Canned Wine: Fad or Future?

When canned wines started to pop up in stores a lot of folks scoffed. To many in the wine industry, canned wine seemed like a cheap trend, something entertaining but ephemeral. After all: wine lovers are always going to want to sniff their corks and swirl their glasses. Popping open a can top doesn’t have the same… je ne sais quoi. And yet, canned wines continued to grow. Slowly, sure, but they didn’t disappear after the summer picnic months, a fun ‘seasonal experiment’ like many assumed.

Now, there are more than three times more canned-wine brands on the market than in 2017. Canned wines accounted for 1.2% of wine dollars spent this past summer. Sales have doubled. Why?

There’s a few reasons. First and foremost, the elephant in the room, the shadow over the last year and a half: the pandemic. The increase in online shopping, and online shopping for groceries and alcohol specifically, pushed the popularity of canned wines. Maybe it was just the increase in alcohol and wine sales in general, or maybe it came from a growing guilt at opening and finishing an entire bottle of wine (or two) every night in the early days of lockdown, but canned wines boomed.

Two: cans are convenient. We’re a little biased about metal receptacles over here at Skolnik, but canned wines travel well. And, as we all slowly and safely reunited with friends outdoors for the last several months, cans were an ideal companion.

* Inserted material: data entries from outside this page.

PR #289, opened 2020-11-06
The authlib expects to get the endpoint without the url

FinnStutzenstein:


jsangmeister:
The `AUTH_PATH` is overridden in the `docker-compose.dev.yml`. If I remove that entry, the auth cannot be reached anymore.

FinnStutzenstein:
black formatted a lot of stuff; maybe there was an update. I rebuilt all containers so it might be possible.

jsangmeister:
I guess you didn't rebase, black should automatically exluce the old integration tests to not have to deal with changes there in PRs.

normanjaeckel:
Does the authlib library magically set HOST, PORT and PATH of the auth service? I think it should be configurable ...

FinnStutzenstein:
> I think it should be configurable ...

It is, but the service does it (gets the variables from the env)

FinnStutzenstein:
@jsangmeister Ok, should these changes be redone?

jsangmeister:
> @jsangmeister Ok, should these changes be redone?

Na, it's ok, since these files shouldn't be used anymore. It just makes the PR more convoluted ^^ but it looks good, if you squash we can merge this.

Three: a new generation of wine lovers. Canned wine is particularly popular among younger consumers. According to Danelle Kosmal, senior vice president of NielsenIQ Beverage Alcohol Practice, “Drinkers ages 21-34 represent only 15% of bottled wine buyers but 26% of canned wine buyers and 29% of canned sparkling wine buyers.”

That last bit is an important potential fourth reason. Sparkling wine. Canned wine lends itself particularly well to sparkling wines and wine spritzers. Bubbles and cans kind of go together. And since the products often have soda water added to them, they come with less calories and less alcohol, and thus, can be perceived as better for consumers’ health and wellness.

Meanwhile, brands and marketers love the immediate brand recognition of a canned product vs. a bottled product. Alix Peabody of Bev canned wine puts this perfectly when she said, “Once you pour it into a glass, no one can tell what you’re drinking, but cans are essentially mini-billboards for the brand.”

Event organizers and venues enjoy how easy they are to store and restock, how they allow them to offer more options and, hopefully, attract more purchases. Winemakers and alcohol distributors large and small appreciate the potential eco-friendly benefit of cans vs. bottles. Natural winemakers have discovered that a can might be a more stable environment for natural wines because of the lack of UV light penetration or oxygen exchange. A master sommelier, Emmanuel Kemiji, even started a canned wine (L+i canned wines).

All of this is to say: canned wine has proved itself more than a passing fad and is absolutely crushing it right now.